Robin Vidgeon (born 12 August 1939) BSC, is an English retired cinematographer best known for his work on Hellraiser, Hellbound: Hellraiser II and Nightbreed. For many years, he was a focus puller, working with the late cinematographer Douglas Slocombe and camera operator Bernard (Chic) Waterson.

==Early life==
As a child, Robin took an early interest in film, creating his own dark room and using a 9.5mm projector to screen movies for his neighbors. In 1956, he would go to work at Pinewood Studios cleaning equipment boxes. In 1959, he left Pinewood and applied for various jobs in the industry before he was eventually hired by Douglas Slocombe to work as a focus puller on Circus of Horrors.

==Work with Slocombe==
For the next twenty five years, Robin would work with Slocombe on numerous films such as Rollerball, The Great Gatsby and Close Encounters of the Third Kind, to name just a few. After completing production on the Indiana Jones and the Last Crusade, Robin would part with Slocombe and go on to work as a cinematographer.

==Director of photography==
Following his work with Slocombe, Robin began working as a cinematographer on films such as The Mission, The Penitent before going to work with Clive Barker on his directorial debut, Hellraiser. Robin would also go on to film Hellbound: Hellraiser II and Nightbreed with Barker.
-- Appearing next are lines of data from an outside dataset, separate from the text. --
PR #980, opened 2022-09-14
Reduce timeout value for leader

asonnino:
In partial synchrony, if this node is going to be the leader of the next round, we set a lower timeout value to increase its chance of committing the leader committed.

### DIFF
--- a/primary/src/proposer.rs
+++ b/primary/src/proposer.rs
@@ -135,7 +135,23 @@ impl Proposer {
         self.last_parents = Certificate::genesis(&self.committee);
     }
 
-    // Main loop listening to incoming messages.
+    /// Compute the timeout value of the proposer.
+    fn timeout_value(&self) -> Instant {
+        match self.network_model {
+            // In partial synchrony, ff this node is going to be the leader of the next
+            // round, we set a lower timeout value to increase its chance of committing
+            // the leader committed.
+            NetworkModel::PartiallySynchronous
+                if self.committee.leader(self.round + 1) == self.name =>
+            {
+                Instant::now() + self.max_header_delay / 2
+            }
+
+            // Otherwise we keep the default timeout value.
+            _ => Instant::now() + self.max_header_delay,
+        }
+    }
+
     /// Update the last leader certificate. This is only relevant in partial synchrony.
     fn update_leader(&mut self) -> bool {
         let leader_name = self.committee.leader(self.round);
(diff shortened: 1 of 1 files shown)


primary/src/proposer.rs
```diff
@@ -135,7 +135,23 @@ impl Proposer {
...
+    /// Compute the timeout value of the proposer.
+    fn timeout_value(&self) -> Instant {
+        match self.network_model {
+            // In partial synchrony, if this node is going to be the leader of the next
+            // round, we set a lower timeout value to increase its chance of committing
+            // the leader committed.
+            NetworkModel::PartiallySynchronous
+                if self.committee.leader(self.round + 1) == self.name =>
+            {
+                Instant::now() + self.max_header_delay / 2
```
akichidis, line 147: Why `max_header_delay / 2` ? Is there some logic why we picked to half the time or this is a good enough estimate for what we want to achieve?

primary/src/proposer.rs
```diff
@@ -135,7 +135,23 @@ impl Proposer {
         self.last_parents = Certificate::genesis(&self.committee);
     }
 
-    // Main loop listening to incoming messages.
+    /// Compute the timeout value of the proposer.
+    fn timeout_value(&self) -> Instant {
```
akichidis, line 139: Can we somehow test the changes of this? Also what would be the way to see whether this actually makes an improvement? Can you think of some metric we could introduce that would show this?

akichidis (commented):
@asonnino if I understand correctly this change will try to make our node propose a header for the next round fast enough to make sure that it doesn't "miss its chance" to commit its own stuff? I might describe it quite vague, but want to make sure I understand the change here.

akichidis:
Is this still something we want to go forward with @asonnino ?

primary/src/proposer.rs
asonnino: No deep reason (and open to suggestions). I just wanted to set a lower time than other nodes.

asonnino:
> @asonnino if I understand correctly this change will try to make our node propose a header for the next round fast enough to make sure that it doesn't "miss its chance" to commit its own stuff? I might describe it quite vague, but want to make sure I understand the change here.

Yes you got it right

asonnino:
> Is this still something we want to go forward with @asonnino ?

Ha! I somehow missed your comments on this PR. Yes I think we can go ahead if you think it is a good idea.

PR #990, opened 2022-09-14
Refactor worker-to-worker RPC flows to be synchronous.

aschran:
This sets the stage for simplifying RPC call graph, retry logic, etc., when primary-to-worker RPCs are similarly refactored in future PR(s).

Throughout the 1980s and 90's, Robin would continue to work as a cinematographer, citing his work on Anthony Hopkins' directorial debut, August, as one of his most memorable experiences.

During 1994–1995, Robin was the acting president of British Society of Cinematographers, and has been an honorary member since that time.

==Retirement==
Since his retirement in 2013, Robin has worked as a cinematography tutor at the London Film Academy. He has also taught Film & Digital Cinematography at the Met Film School, and given masterclasses at the University of Greenwich.

In March 2022, Robin was a guest on The Ghost Of Hollywood, where he would discuss his career in depth, including his work with Slocombe, Waterson, Hopkins and Barker.